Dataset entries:
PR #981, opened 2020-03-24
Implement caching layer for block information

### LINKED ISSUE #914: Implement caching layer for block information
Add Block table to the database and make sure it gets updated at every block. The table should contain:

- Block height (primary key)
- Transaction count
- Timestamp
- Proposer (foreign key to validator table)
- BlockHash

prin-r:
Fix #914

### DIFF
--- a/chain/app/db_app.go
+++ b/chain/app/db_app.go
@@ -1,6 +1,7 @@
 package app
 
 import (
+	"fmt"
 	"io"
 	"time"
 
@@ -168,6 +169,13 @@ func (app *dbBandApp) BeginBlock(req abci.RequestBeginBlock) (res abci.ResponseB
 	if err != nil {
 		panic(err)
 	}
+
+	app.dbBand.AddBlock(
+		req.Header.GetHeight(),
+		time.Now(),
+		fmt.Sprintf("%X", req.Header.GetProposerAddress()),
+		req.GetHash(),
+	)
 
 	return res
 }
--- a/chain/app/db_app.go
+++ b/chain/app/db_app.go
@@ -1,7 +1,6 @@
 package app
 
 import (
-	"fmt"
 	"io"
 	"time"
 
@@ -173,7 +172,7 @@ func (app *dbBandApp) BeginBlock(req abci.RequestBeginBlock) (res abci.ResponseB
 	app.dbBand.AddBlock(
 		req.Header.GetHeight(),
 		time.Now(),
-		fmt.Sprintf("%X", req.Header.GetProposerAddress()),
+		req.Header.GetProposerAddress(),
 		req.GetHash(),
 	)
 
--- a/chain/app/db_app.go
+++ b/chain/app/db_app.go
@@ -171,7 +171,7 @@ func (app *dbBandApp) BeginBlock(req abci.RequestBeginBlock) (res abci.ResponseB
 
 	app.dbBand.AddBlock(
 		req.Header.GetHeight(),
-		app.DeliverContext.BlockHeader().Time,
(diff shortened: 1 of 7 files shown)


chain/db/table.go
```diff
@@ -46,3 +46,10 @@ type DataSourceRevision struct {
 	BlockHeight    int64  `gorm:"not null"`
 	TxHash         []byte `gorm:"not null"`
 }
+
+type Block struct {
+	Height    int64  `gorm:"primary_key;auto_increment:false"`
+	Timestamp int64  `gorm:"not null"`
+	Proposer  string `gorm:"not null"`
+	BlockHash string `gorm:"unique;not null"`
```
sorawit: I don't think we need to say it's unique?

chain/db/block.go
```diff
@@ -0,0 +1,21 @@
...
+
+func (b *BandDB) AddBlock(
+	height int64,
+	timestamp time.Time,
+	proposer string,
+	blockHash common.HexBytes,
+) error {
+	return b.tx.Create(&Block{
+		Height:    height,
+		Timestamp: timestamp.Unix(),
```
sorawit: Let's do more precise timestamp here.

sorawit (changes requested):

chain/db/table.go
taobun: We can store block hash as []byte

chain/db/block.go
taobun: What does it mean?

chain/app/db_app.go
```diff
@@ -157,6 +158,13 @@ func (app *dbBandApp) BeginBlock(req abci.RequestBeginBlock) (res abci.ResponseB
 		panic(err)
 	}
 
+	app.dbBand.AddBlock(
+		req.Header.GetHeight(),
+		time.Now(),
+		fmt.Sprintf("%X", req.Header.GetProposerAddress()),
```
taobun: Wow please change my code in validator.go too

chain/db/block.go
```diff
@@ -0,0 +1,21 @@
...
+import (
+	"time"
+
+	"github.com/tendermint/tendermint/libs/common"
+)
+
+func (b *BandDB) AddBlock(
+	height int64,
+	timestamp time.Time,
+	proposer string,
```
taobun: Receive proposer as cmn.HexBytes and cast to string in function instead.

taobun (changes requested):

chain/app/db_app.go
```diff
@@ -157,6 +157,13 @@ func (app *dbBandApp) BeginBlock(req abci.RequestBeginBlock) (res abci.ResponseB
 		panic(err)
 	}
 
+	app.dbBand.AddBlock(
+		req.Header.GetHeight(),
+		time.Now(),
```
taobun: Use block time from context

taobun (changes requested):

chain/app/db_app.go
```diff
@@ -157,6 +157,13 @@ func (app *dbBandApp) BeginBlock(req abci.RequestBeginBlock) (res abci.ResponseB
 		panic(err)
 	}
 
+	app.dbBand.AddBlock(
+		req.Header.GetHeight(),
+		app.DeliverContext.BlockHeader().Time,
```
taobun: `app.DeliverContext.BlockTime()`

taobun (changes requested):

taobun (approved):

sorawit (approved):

TASK TO CARRY OUT:
The records above must be transcribed line for line, exactly.

REPLY:
PR #981, opened 2020-03-24
Implement caching layer for block information

### LINKED ISSUE #914: Implement caching layer for block information
Add Block table to the database and make sure it gets updated at every block. The table should contain:

- Block height (primary key)
- Transaction count
- Timestamp
- Proposer (foreign key to validator table)
- BlockHash

prin-r:
Fix #914

### DIFF
--- a/chain/app/db_app.go
+++ b/chain/app/db_app.go
@@ -1,6 +1,7 @@
 package app
 
 import (
+	"fmt"
 	"io"
 	"time"
 
@@ -168,6 +169,13 @@ func (app *dbBandApp) BeginBlock(req abci.RequestBeginBlock) (res abci.ResponseB
 	if err != nil {
 		panic(err)
 	}
+
+	app.dbBand.AddBlock(
+		req.Header.GetHeight(),
+		time.Now(),
+		fmt.Sprintf("%X", req.Header.GetProposerAddress()),
+		req.GetHash(),
+	)
 
 	return res
 }
--- a/chain/app/db_app.go
+++ b/chain/app/db_app.go
@@ -1,7 +1,6 @@
 package app
 
 import (
-	"fmt"
 	"io"
 	"time"
 
@@ -173,7 +172,7 @@ func (app *dbBandApp) BeginBlock(req abci.RequestBeginBlock) (res abci.ResponseB
 	app.dbBand.AddBlock(
 		req.Header.GetHeight(),
 		time.Now(),
-		fmt.Sprintf("%X", req.Header.GetProposerAddress()),
+		req.Header.GetProposerAddress(),
 		req.GetHash(),
 	)
 
--- a/chain/app/db_app.go
+++ b/chain/app/db_app.go
@@ -171,7 +171,7 @@ func (app *dbBandApp) BeginBlock(req abci.RequestBeginBlock) (res abci.ResponseB
 
 	app.dbBand.AddBlock(
 		req.Header.GetHeight(),
-		app.DeliverContext.BlockHeader().Time,
(diff shortened: 1 of 7 files shown)


chain/db/table.go
```diff
@@ -46,3 +46,10 @@ type DataSourceRevision struct {
 	BlockHeight    int64  `gorm:"not null"`
 	TxHash         []byte `gorm:"not null"`
 }
+
+type Block struct {
+	Height    int64  `gorm:"primary_key;auto_increment:false"`
+	Timestamp int64  `gorm:"not null"`
+	Proposer  string `gorm:"not null"`
+	BlockHash string `gorm:"unique;not null"`
```
sorawit: I don't think we need to say it's unique?

chain/db/block.go
```diff
@@ -0,0 +1,21 @@
...
+
+func (b *BandDB) AddBlock(
+	height int64,
+	timestamp time.Time,
+	proposer string,
+	blockHash common.HexBytes,
+) error {
+	return b.tx.Create(&Block{
+		Height:    height,
+		Timestamp: timestamp.Unix(),
```
sorawit: Let's do more precise timestamp here.

sorawit (changes requested):

chain/db/table.go
taobun: We can store block hash as []byte

chain/db/block.go
taobun: What does it mean?

chain/app/db_app.go
```diff
@@ -157,6 +158,13 @@ func (app *dbBandApp) BeginBlock(req abci.RequestBeginBlock) (res abci.ResponseB
 		panic(err)
 	}
 
+	app.dbBand.AddBlock(
+		req.Header.GetHeight(),
+		time.Now(),
+		fmt.Sprintf("%X", req.Header.GetProposerAddress()),
```
taobun: Wow please change my code in validator.go too

chain/db/block.go
```diff
@@ -0,0 +1,21 @@
...
+import (
+	"time"
+
+	"github.com/tendermint/tendermint/libs/common"
+)
+
+func (b *BandDB) AddBlock(
+	height int64,
+	timestamp time.Time,
+	proposer string,
```
taobun: Receive proposer as cmn.HexBytes and cast to string in function instead.

taobun (changes requested):

chain/app/db_app.go
```diff
@@ -157,6 +157,13 @@ func (app *dbBandApp) BeginBlock(req abci.RequestBeginBlock) (res abci.ResponseB
 		panic(err)
 	}
 
+	app.dbBand.AddBlock(
+		req.Header.GetHeight(),
+		time.Now(),
```
taobun: Use block time from context

taobun (changes requested):

chain/app/db_app.go
```diff
@@ -157,6 +157,13 @@ func (app *dbBandApp) BeginBlock(req abci.RequestBeginBlock) (res abci.ResponseB
 		panic(err)
 	}
 
+	app.dbBand.AddBlock(
+		req.Header.GetHeight(),
+		app.DeliverContext.BlockHeader().Time,
```
taobun: `app.DeliverContext.BlockTime()`

taobun (changes requested):

taobun (approved):

sorawit (approved):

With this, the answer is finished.